*** Opening Entries shown ***
Issue #3459, opened 2019-02-09
How to override modal-content class in Modal?


zverexe:
Hi, I'm using Modal component and cannot override modal-content class or add some custom class to that div. I'm using css modules. I cannot find in the docs appropriate way of adding custom components to the Modal except modalClassName

taion:
set the `bsPrefix` on the `<ModalDialog>` to something other than `modal`; the class is calculated from there

alternatively, use a nested selector on whatever your modal class is, and the global `.modal-content`

zverexe:
I use react bootstrap react-bootstrap": "^0.32.1" and I think I cannot use bsPrefix there

zverexe:
@taion ?

hazemyth:
Could we re-open this issue?

> set the `bsPrefix` on the `<ModalDialog>` to something other than `modal`; the class is calculated from there
> 
> alternatively, use a nested selector on whatever your modal class is, and the global `.modal-content`

The recommended route would also alter the class of the Modal.Dialog component. As far as I can see, there isn't any way to modify the class of the model-content element specifically.

Most of the components of the  modal can be targeted in precise fashion, either directly with props such as 'as' or 'className' or indirectly with specialized props such as 'dialogAs' or 'backdropClassName', when the component/element comes packaged inside another.

However, the model-content element comes packaged inside the Modal.Dialog component, without any independent means of modification that I can identify.

taion:
sure, that's a slightly different question – if you need to modify that class name for some reason, like you're using CSS modules and you want to compose stuff in...

We'd be happy to take a PR that adds a `contentClassName` prop or something.

akzarma:
any update on this?

taion:
As above, we'd be happy to take a PR to add a `contentClassName` prop.

Gantushig77:
Same here.

PR #5367, opened 2020-08-06
create contentClassName prop

IHIutch:
Adds contentClassName prop for modal, see https://github.com/react-bootstrap/react-bootstrap/issues/3459

### DIFF
--- a/src/Modal.tsx
+++ b/src/Modal.tsx
@@ -484,10 +484,9 @@ const Modal: Modal = (React.forwardRef(
           role="document"
           onMouseDown={handleDialogMouseDown}
           className={dialogClassName}
+          contentClassName={contentClassName}
         >
-          <div className={classNames(`${bsPrefix}-content`, contentClassName)}>
-            {children}
-          </div>
+          {children}
         </Dialog>
       </div>
     );
--- a/src/Modal.tsx
+++ b/src/Modal.tsx
@@ -44,6 +44,7 @@ export interface ModalProps
   backdropClassName?: string;
   animation?: boolean;
   dialogClassName?: string;
+  contentClassName?: string;
   dialogAs?: React.ElementType;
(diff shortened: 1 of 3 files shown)


src/Modal.tsx
```diff
@@ -478,7 +485,9 @@ const Modal: Modal = (React.forwardRef(
           onMouseDown={handleDialogMouseDown}
           className={dialogClassName}
         >
-          {children}
+          <div className={classNames(`${bsPrefix}-content`, contentClassName)}>
```
taion, line 488: **issue:** why move this here instead of just passing `contentClassName` down to `<ModalDialog>`? this is technically a breaking change in the API

IHIutch: Honestly, because Im new to this and am not really familiar! Just want to see this made, what do I need to do?

IHIutch: I also thought it made sense to go here since backdropClassName and dialogClassName both exist on Modal

taion: pass down `dialogClassName` from the modal component to the dialog component, and keep rendering that `<div>` inside the dialog component

also, it'd be nice to see a test for this

IHIutch:
Like so?

src/Modal.tsx
IHIutch: Updated.

> it'd be nice to see a test for this

If you have an example of what you're looking for, I'll get you what you need.

taion: yup, take a look at https://github.com/react-bootstrap/react-bootstrap/blob/f846dfbe9b8d85fa9ec8cd3d7e50d1310fd12220/test/ModalSpec.js#L192-L199

IHIutch: Thanks, added

IHIutch:
Thanks for the feedback, cheers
*** Closing Entries shown ***
=== Exercise directions ===
Go through the material and select each line with the string "model" in it.

=== Response to the task ===
The recommended route would also alter the class of the Modal.Dialog component. As far as I can see, there isn't any way to modify the class of the model-content element specifically.
However, the model-content element comes packaged inside the Modal.Dialog component, without any independent means of modification that I can identify.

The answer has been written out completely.